As demand for credit rises, banks are looking for cheap funds. However, investors now prefer to park their surplus in tax-efficient products such as systematic investment plans (SIPs) of mutual funds, government-run small saving schemes, and market-linked insurance products than in highly taxed FDs.
SpaceX Spies With Its Little Eye
Elon Musk is following in the footsteps of fellow PayPal alumnus Peter Thiel in providing services for the military and intelligence. His company SpaceX has a new vertical, Starshield, that goes by the tagline "supporting national security".
Say what?: Starshield will provide government entities with secure communications and bespoke satellite designs, reports TechCrunch. Details are scant; it’s unclear whether some services are active, who Starshield’s clients are, and whether it’ll aid military intelligence and operations or be limited to combat zones. Interestingly, the development follows the US Federal Communications Commission’s tussle with Starlink, SpaceX’s satellite broadband division.
Healthy competition: Separately, SpaceX will launch OneWeb satellites after the British company's deal with Russia fell through. Both OneWeb and Starlink are trying to create a satellite constellation to provide worldwide internet connectivity. OneWeb had launched some of its satellites through the Indian Space Research Organisation (ISRO) in October.
Bigger bite: Apple is exploring options to manufacture iPads in India and has held discussions about the same with Indian officials.

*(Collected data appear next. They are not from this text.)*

PR #7043, opened 2021-06-10
[commands] Add Case-Insensitive to BotBase.get_cog()

IIHERO4:
## Summary

Add Case-Insensitive to cog lookup func ( .get_cog() )
I did it because the '[p]help Cog' is case-sensitive
also please take note that i changed .add_cog() to use .get_cog() instead of self.__cogs.get(cog_name), I dont know supposed to be case-senstive

## Checklist

- [ ] This PR fixes an issue.

### DIFF
--- a/discord/ext/commands/bot.py
+++ b/discord/ext/commands/bot.py
@@ -518,7 +518,7 @@ class BotBase(GroupMixin):
             raise TypeError('cogs must derive from Cog')
 
         cog_name = cog.__cog_name__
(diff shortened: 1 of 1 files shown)


Rapptz:
This changes the implementation from O(1) to O(N*M) if this is enabled. This type of stuff is purposefully not done because it would cause conflicts in the help command, imagine e.g. a cog named `Help` and a command named `help`.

Fresh dough: The State Bank of Mauritius’ India arm is looking to raise funds at a $200 million valuation and deepen its involvement in the country’s fintech space.
Re-run: Octogenarian US president Joe Biden will likely announce his bid for a second term (2024) over the holiday season.
Buying the dip: Goldman Sachs is bargain hunting for crypto firms that saw valuations take a hit in the wake of cryptocurrency exchange FTX’s demise.
Grounded: Jet Airways’ plan to take off again is in disarray after its lenders pushed back on a court-approved resolution plan.
Et tu?: Microsoft has been plotting a one-stop “super app” for smartphones that combines search (Bing!), shopping, and messaging, among other consumer-focused services.
At last: Google’s Jigsaw unit is launching a new initiative in India to combat misinformation. It would use YouTube’s “prebunking” videos, which it piloted in Europe.
THE DAILY DIGIT
The value of two SPAC deals involving Gores Holdings VIII Inc and Concord Acquisition Corp, which went poof in under an hour. (Bloomberg)
Winning!: Not Taylor Swift, not Bad Bunny. TikTok's top music artist for 2022 is Lizzo, based on total video views. About Damn Time was the No. 4 trending song on the app. Users also logged in to learn the choreography for the song, which ranks seventh on the trending videos list. Well, to quote Lizzo herself, it was about damn time!
Sued! Meet Guns N’ Roses, the conscientious rock band. After Axl Rose issued an apology for tossing a mic into the crowd last week, the band is now suing a Texas store that sells, well, guns and roses. The lawsuit claims the website of Texas Guns and Roses could "cause confusion", and the band is asking for an undisclosed compensation fee and a name change. The folks behind the online store, however, seem determined not to give up.
Zzzz: In today's 101 on how to not run a business, Elon Musk is turning some rooms at Twitter's headquarters into sleeping quarters. On Monday, employees discovered mattresses and curtains in some offices and conference rooms. This is reminiscent of Musk's 2018 Tesla days, when he hit the sack on factory floors so employees would “give it their all”. In related news, employees at Musk's The Boring Company are quitting due to long work hours.